In this study, we examined the contribution of a low-threshold calcium current [I(Ca(T))] to locomotor-related activity in the neonatal mouse. Specifically, the role of I(Ca(T)) was studied during chemically induced, locomotor-like activity in the isolated whole cord and in a genetically distinct population of ventromedial spinal interneurons marked by the homeobox gene Hb9. In isolated whole spinal cords, cycle frequency was decreased in the presence of low-threshold calcium channel blockers, which suggests a role for I(Ca(T)) in the network that produces rhythmic, locomotor-like activity. Additionally, we used Hb9 interneurons as a model to study the cellular responses to application of low-threshold calcium channel blockers.
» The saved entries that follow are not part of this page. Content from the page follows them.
PR #770, opened 2016-02-01
Allow Bridge to know whether it was manually started

roncain:
To enable automation of the Bridge in OuterLoop test
runs in the lab, it is necessary for the Bridge itself
to know whether it was manually started by the developer
or automatically started by a test.

The StartBridge.cmd script now propagates that information
to the Bridge.  And a new -stopIfAutoStart switch to Bridge.exe
will stop the Bridge only if it was not manually started.

The old KeepBridgeRunning environment variable is no longer used.


roncain:
Reviewers: I need this feature to allow me to start and conditionally stop the Bridge in ToF runs. Without this, the ToF runs will start and stop the Bridge every test.

zhenlan:
This brings to the question what is considered manual start vs. auto start. Sounds like all we need is a -autoStop switch and we will use proper values in different configurations (either lab run or dev run).

roncain:
Yes. We can work on phrasing, but StartBridge.cmd is "manual" and EnsureBridgeRunning is "auto". I am using these in exactly the ways you describe. Do you have a concrete proposal to change spelling or use in this PR? BTW, "auto" is the default for all Bridge starts, except for the manual cmd to "StartBridge". Outerloops, including Tof use "auto".

zhenlan:
It's more than phrasing but more on design perspective. "stop" is a feature of bridge but whether bridge will stop when it runs locally (-stopIfLocal) or when it is started manually (-stopIfAutoStart) should be up to the caller.

> but StartBridge.cmd is "manual" and EnsureBridgeRunning is "auto"

If I have a choice, I would prefer not having to remember this :smiley:. Whoever new to this will also scratch his/her head and wonder why.

> "auto" is the default for all Bridge starts, except for the manual cmd to "StartBridge". Outerloops, including Tof use "auto".

Sounds like all we need is one flag with two states that does not have to be tied with how the bridge is started (who knows one may use StartBridge.cmd in some automation too one day). Can we just reuse the "-stop" parameter and pass it to bridge only in configurations you consider as "auto" today?

src/System.Private.ServiceModel/tools/setupfiles/CleanupWCFTestService.cmd
```diff
@@ -1,20 +1,11 @@
...
-    pushd %~dp0..\..\..\..\bin\wcf\tools\Bridge
-    echo Invoking Bridge.exe -reset %* ...
-    call Bridge.exe -reset %*
-    popd
-    echo The Bridge was left running because BridgeKeepRunning is true
-)
+echo Releasing Bridge resources and stopping it if running locally.
+pushd %~dp0..\..\..\..\bin\wcf\tools\Bridge
+echo Invoking Bridge.exe -stopIfAutoStart -reset %* ...
+call Bridge.exe -stopIfAutoStart -reset %*
```
iamjasonp: Just a thought: I think our use of binary "true/false" operation modes might be hindering our thinking. 

For example, `stopIfAutoStart` is kind of weirdly worded to me, and I wonder if we should do something like "script mode" vs. "manual mode" vs. "long-running mode"

i.e., 
if you're running under "script" mode, then you expect a script to kill the Bridge (or it to kill itself after a while)
if you're running "manually" you are expected to start/stop yourself
if you're running under "longrunning timeout" mode - it can time out by itself after inactivity

And you'd specify this by using an option like `-mode=manual` or `mode=longrunning`

Not blocking for checkin

iamjasonp:
LGTM, buddy built and no problems found. Consider this comment: https://github.com/dotnet/wcf/pull/770#discussion_r51560198; it might simplify our future logic a bit

src/System.Private.ServiceModel/tools/setupfiles/CleanupWCFTestService.cmd
roncain: The unspoken design goal here is that I can start the Bridge manually for debugging, and no test script is permitted to shut it down.  Or another process can be managing the lifetime of the Bridge and does not want test scripts to stop it. It is literally a question of who owns the lifetime of the Bridge. To respond to @zhenlen, the Bridge should remember how it was started, because it will condition under what circumstances it should be stopped.  There is no persistence mechanism between test runs or machines other than the Bridge itself.

I think I will refactor to a single boolean flag "BridgeAutoStart" that is set from any test script that causes the Bridge to start.  It will make the new command "-stopIfAutoStart" make more sense.

roncain: Regarding remembering "StartBridge" means "manually started and won't be stopped by tests" and "EnsureBridge" means "automatically started and can be stopped by tests", that sounds like a matter of choosing the right name.  Suggestions to improve? Just "StartBridge" and "AutoStartBridge?"  "StartLongRunningBridge?"  Note that these CMD's are only wrappers around how Bridge.exe gets invoked.  The ToF test scripts will not use them because they directly invoke Bridge.exe (the ToF tests run in an environment where there is no source or script code, so the Bridge already needs to have been built).

roncain: @Regarding @iamjasonp suggestion about start modes -- interesting and worth considering.  My main concern is that the max-idle-timeout is slightly orthogonal and can be applied to a Bridge started either manually or by a script.  Which brings us back to a 2-state value -- it was started by a script or it was started manually.  I rely on that max idle timeout to rescue CI machines that may have inadvertently not completed a test run cleanly.

iamjasonp: So I see two pivots based on this discussion: 

* The Bridge should (not) be allowed to be terminated by test script
* The Bridge should (not) shut down after a timeout occurs (use case: when running locally, i *never* want the bridge to shut down by itself, but on CI boxes, shut them down after x hours to rescue the machines. This can be achieved by setting the timeout to be infinite).

Perhaps "AutoShutdown" or "ShutdownAfterTest" might be a more useful moniker for StartBridge/EnsureBridge, given the different modes seem to be talking about how we intend to *stop* the bridge, rather than how we intend to *start* it.

Aside: FWIW, I personally always found I needed to do a double-take when thinking about "StartBridge" and "EnsureBridge" and how it interacts with timeouts.

roncain:
@Zhenlan, @iamjasonp and @hongdai -- this latest iteration comes back to what Zhenlan was proposing, namely let the script decide how to stop the bridge by letting it know how it was started. I will be sending out a TFS codeflow with ToF targets that use these same conventions.

roncain:

src/System.Private.ServiceModel/tools/test/Bridge/Bridge/Program.cs
```diff
@@ -74,9 +90,11 @@ private static void Main(string[] args)
         // Issues a GET request to the Bridge to determine whether it is alive.
         // A return of 'true' means the Bridge is healthy.  A return of 'false'
         // indicates the Bridge is not healthy, and 'errorMessage' describes the problem.
-        private static bool PingBridge(string host, int port, out string errorMessage)
+        // A healthy response will also populate properties with the current Bridge configuration.
+        private static bool PingBridge(string host, int port, out string errorMessage, out Dictionary<string, string> properties)
```
zhenlan: I don't see we actually need and use the new "properties" anywhere. Without adding the properties parameter here, most change in this PR can go away.

src/System.Private.ServiceModel/tools/test/Bridge/Bridge/Program.cs
```diff
@@ -16,6 +16,15 @@ namespace Bridge
...
     internal class Program
     {
+        // Exit codes returned by this executable
+        private const int Bridge_ExitCode_Success = 0;
+        private const int Bridge_ExitCode_Failure = -1;
+        private const int Bridge_ExitCode_AlreadyRunning = 1;
+        private const int Bridge_ExitCode_Started = 2;
+        private const int Bridge_ExitCode_Stopped = 3;
+        private const int Bridge_ExitCode_NotRunning = 4;
+        private const int Bridge_ExitCode_NotStopped = 5;
```
zhenlan: We don't really need the exit code 2, 3, 4 and 5. For the purpose of this PR, all we want to know is if the bridge is already running (exit code 1). For all other commands (eg. start, stop etc.), an exit code of either success (0) or failure (-1) will be sufficient.

src/System.Private.ServiceModel/tools/setupfiles/EnsureBridgeRunning.cmd
```diff
@@ -30,9 +20,29 @@ if '%BridgeResourceFolder%' == '' (
...
+  echo EnsureBridgeRunning: The Bridge was already running
+  set BridgeStartedByScript=false
+  goto done
+  
+:done
 popd
 
-
+endlocal & set BridgeStartedByScript=%BridgeStartedByScript%
 exit /b
```
zhenlan: Keeping an env variable (BridgeStartedByScript) floating around between 4 scripts (EnsureBridgeRunning.cmd, ReleaseBridge.cmd, build.cmd and StartBridge.cmd) could be a headache for long term maintenance.

Why don't we just do "exit /b %BridgeReturnCode%" here (may need move endlocal below)? In Build.cmd, it will check/record the errorlevel of this script. At the time of release, it will pass either -reset or -stop to the bridge.exe depending on the earlier errorlevel code. We can get rid of ReleaseBridge.cmd completely. Finally, in the StartBridge.cmd, it will simply ignore the errorlevel code from this scrip. In this way, each script has full control of the lifetime of bridge, all logic is self-contained and there is no magic variables.

src/System.Private.ServiceModel/tools/test/Bridge/Bridge/Program.cs
```diff
@@ -253,56 +284,90 @@ private static void ResetBridge(CommandLineArguments commandLineArgs)
...
             {
-                Console.WriteLine("The Bridge is already running.");
-                Environment.Exit(0);
+                // Ping first in case the Bridge is running already or on another machine
+                if (PingBridge(commandLineArgs.BridgeConfiguration.BridgeHost,
+                                               commandLineArgs.BridgeConfiguration.BridgePort,
+                                               out errorMessage,
+                                               out properties))
+                {
+                    BridgeConfiguration bridgeConfiguation = new BridgeConfiguration(properties);
```
zhenlan: We don't need this.

src/System.Private.ServiceModel/tools/test/Bridge/Bridge/Program.cs
```diff
@@ -16,6 +16,15 @@ namespace Bridge
 {
     internal class Program
     {
+        // Exit codes returned by this executable
+        private const int Bridge_ExitCode_Success = 0;
+        private const int Bridge_ExitCode_Failure = -1;
+        private const int Bridge_ExitCode_AlreadyRunning = 1;
```
zhenlan: Maybe we should add a comment here... AlreadyRunning is reserved only for -require command.

src/System.Private.ServiceModel/tools/test/Bridge/Bridge/Program.cs
```diff
@@ -181,7 +207,7 @@ private static void StopBridge(CommandLineArguments commandLineArgs)
                 Console.WriteLine("A problem was encountered stopping the Bridge:{0}{1}",
                                     Environment.NewLine, problem);
                 Console.WriteLine("Forcing local resource cleanup...");
-                BridgeController.StopBridgeProcess(1);
+                BridgeController.StopBridgeProcess(Bridge_ExitCode_Stopped);
```
zhenlan: As soon as we added more exit code than we actually need, we will be confused what exit code to use at each case. So as I recommended earlier, we should just stick with success or failure for most commands (except -require for now).

For the case of this line, we should exit with failure and the line below should be success. They both exit with the same code now.

src/System.Private.ServiceModel/tools/test/Bridge/Bridge/Program.cs
```diff
@@ -253,56 +284,90 @@ private static void ResetBridge(CommandLineArguments commandLineArgs)
...
+            // Otherwise we would recursively start this same logic in a new process.
+            List<string> originalArgList = new List<string>(commandLineArgs.OriginalArgs);
+            for (int i = originalArgList.Count-1; i >= 0; --i)
+            {
+                string[] argParts = (originalArgList[i].Substring(1)).Split(':');
+                if (argParts.Length > 0 && String.Equals(argParts[0], "require", StringComparison.OrdinalIgnoreCase))
+                {
+                    originalArgList.RemoveAt(i);
+                }
+            }
```
zhenlan: Are we already using something like "/require:123" somewhere?

startBridge.cmd
```diff
@@ -1,20 +1,18 @@
...
-goto done
+REM Undo any decision EnsureBridgeRunning made about starting the
+REM Bridge so the next test run will leave the Bridge running.
+set BridgeStartedByScript=false
 
-:error
-echo An error occurred starting the Bridge
-popd
-exit /b l
+echo Because you started the Bridge manually, it will remain running until you stop it manually.
```
zhenlan: Not stopping bridge is just the behavior we decided for this script regardless if someone typed startBridgel.cmd in the console window or it is called by another script. Maybe a simple reminder like "The Bridge will remain running until you stop it manually." will be sufficient.

zhenlan:
Thank you @roncain for coming up this solution :cool:. The behavior is way more intuitive and easy to explain now.

src/System.Private.ServiceModel/tools/test/Bridge/Bridge/Program.cs
roncain: /require:nnn is supported for flexibility, but the hashset approach didn't handle it properly.  I found some instances where the default 1 minute was too short (high load) and did use /require:180 to allow more time.  I'll make the default reasonable, but still want to support this syntax as an emergency out that can be provided by the script.

src/System.Private.ServiceModel/tools/test/Bridge/Bridge/Program.cs
roncain: Sorry could you clarify?  What don't we need and why don't we need it?  The initial ping allows someone to start the Bridge on another machine and let ToF naturally detect and use it.

src/System.Private.ServiceModel/tools/test/Bridge/Bridge/Program.cs
roncain: I think I'd prefer to keep it.  It was an omission in the original design to have no way for a Bridge to obtain the BridgeConfiguration of a Bridge that was already running.  The content already exists in the response, so rather than throw it away, we at least capture it.   It was cheap to capture and will be useful in other scenarios.

src/System.Private.ServiceModel/tools/test/Bridge/Bridge/Program.cs
roncain: Okay -- simplifying to the first 3 only.

src/System.Private.ServiceModel/tools/setupfiles/EnsureBridgeRunning.cmd
roncain: Agreed -- losing any global environment variable and relying on exit /b to propagate return code through the scripts.

src/System.Private.ServiceModel/tools/test/Bridge/Bridge/Program.cs
roncain: Reverted to only 0 (success), -1 (failure) and 1 (-require found Bridge already running).

src/System.Private.ServiceModel/tools/test/Bridge/Bridge/Program.cs
iamjasonp: +1, please keep this change. I've run into this issue before where I didn't have a copy of the BridgeConfiguration and wanted it.

src/System.Private.ServiceModel/tools/test/Bridge/Bridge/Program.cs
```diff
@@ -253,56 +284,90 @@ private static void ResetBridge(CommandLineArguments commandLineArgs)
...
+                // Ping failed.  If the Bridge process is running, try again until it responds.
+                // If the Bridge process is not even running, no need to keep retrying.
+                // We have to consider the Bridge.exe running that is executing this code
+                // as well as the Bridge.exe running as a service hoster.
+                bool bridgeRunning = Process.GetProcessesByName("Bridge").Count() >= 2;
+                if (!bridgeRunning)
+                {
+                    Console.WriteLine("The Bridge.exe process is not running so it will be started now.");
+                    break;
+                }
```
iamjasonp: Might be good to Thread.Sleep for a little bit instead of tight looping?

src/System.Private.ServiceModel/tools/test/Bridge/Bridge/Program.cs
iamjasonp: Reminder: please clean up these exit codes if no longer used :)

src/System.Private.ServiceModel/tools/test/Bridge/Bridge/Program.cs
```diff
@@ -318,10 +383,12 @@ private static Process StartBridgeInNewProcess(CommandLineArguments commandLineA
...
+            Dictionary<string, string> properties;
 
             if (PingBridge(commandLineArgs.BridgeConfiguration.BridgeHost,
                                            commandLineArgs.BridgeConfiguration.BridgePort,
-                                           out errorMessage))
+                                           out errorMessage,
+                                           out properties))
             {
                 Console.WriteLine("The Bridge is already running.");
                 Environment.Exit(0);
```
iamjasonp: NIT: now that the variables are defined, use ExitCode_Success instead of 0

src/System.Private.ServiceModel/tools/test/Bridge/Bridge/Program.cs
zhenlan: I don't see bridgeConfiguation is used anywhere after it is created here. Did I miss anything?

src/System.Private.ServiceModel/tools/test/Bridge/Bridge/Program.cs
```diff
@@ -253,56 +284,90 @@ private static void ResetBridge(CommandLineArguments commandLineArgs)
...
+                    return Bridge_ExitCode_AlreadyRunning;
+                }
+
+                Console.WriteLine("  -- the ping failure response was: {0}", errorMessage);
+
+                // Ping failed.  If the Bridge process is running, try again until it responds.
+                // If the Bridge process is not even running, no need to keep retrying.
+                // We have to consider the Bridge.exe running that is executing this code
+                // as well as the Bridge.exe running as a service hoster.
+                bool bridgeRunning = Process.GetProcessesByName("Bridge").Count() >= 2;
```
iamjasonp: Just a thought - are there any other known programs that might be running on a dev machine also called "Bridge"? It's quite a generic name.

src/System.Private.ServiceModel/tools/test/Bridge/Bridge/Program.cs
zhenlan: In general I recommend us not to create something until we actually use it. We have seen so many times in the past things were created because they were thought to be useful but never used and caused confusions.

In this case, if you guys feel strongly we will use it, you can keep it. Maybe we can create another overload, so we don't have to change all existing code that calls PingBridge.

src/System.Private.ServiceModel/tools/test/Bridge/Bridge/Program.cs
zhenlan: Sure, as long as you do use it. Yes, change default is a good idea too.

src/System.Private.ServiceModel/tools/test/Bridge/Bridge/Program.cs
roncain: Note: good comments but the level of review on this PR exceeds my ability to respond and still make progress on ToF.  I am going to debug what I just pushed up and come back to consider these later.  Whew, we need this level of feedback on product code PR's :smile:

zhenlan: Sure. If it is not already the case, we need better code review for product code PR's :smiley: .

roncain:

roncain:
Merging now because OuterLoops pass on 2 machines (CI seems to not run them).  I will address remaining feedback in follow-up PR.  I need this in TFS so I can light it up in ToF.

In transverse slice preparations from transgenic Hb9::enhanced green fluorescent protein neonatal mice, N-methyl-d-aspartate-induced membrane potential oscillations in identified Hb9 interneurons also slowed in frequency with application of nickel when fast, spike-mediated, synaptic transmission was blocked with TTX. Voltage-clamp and immunolabeling experiments confirmed expression of I(Ca(T)) and channels, respectively, in Hb9 interneurons located in the ventromedial spinal cord. Taken together, these results provide support that T-type calcium currents play an important role in network-wide rhythm generation during chemically evoked, fictive locomotor activity.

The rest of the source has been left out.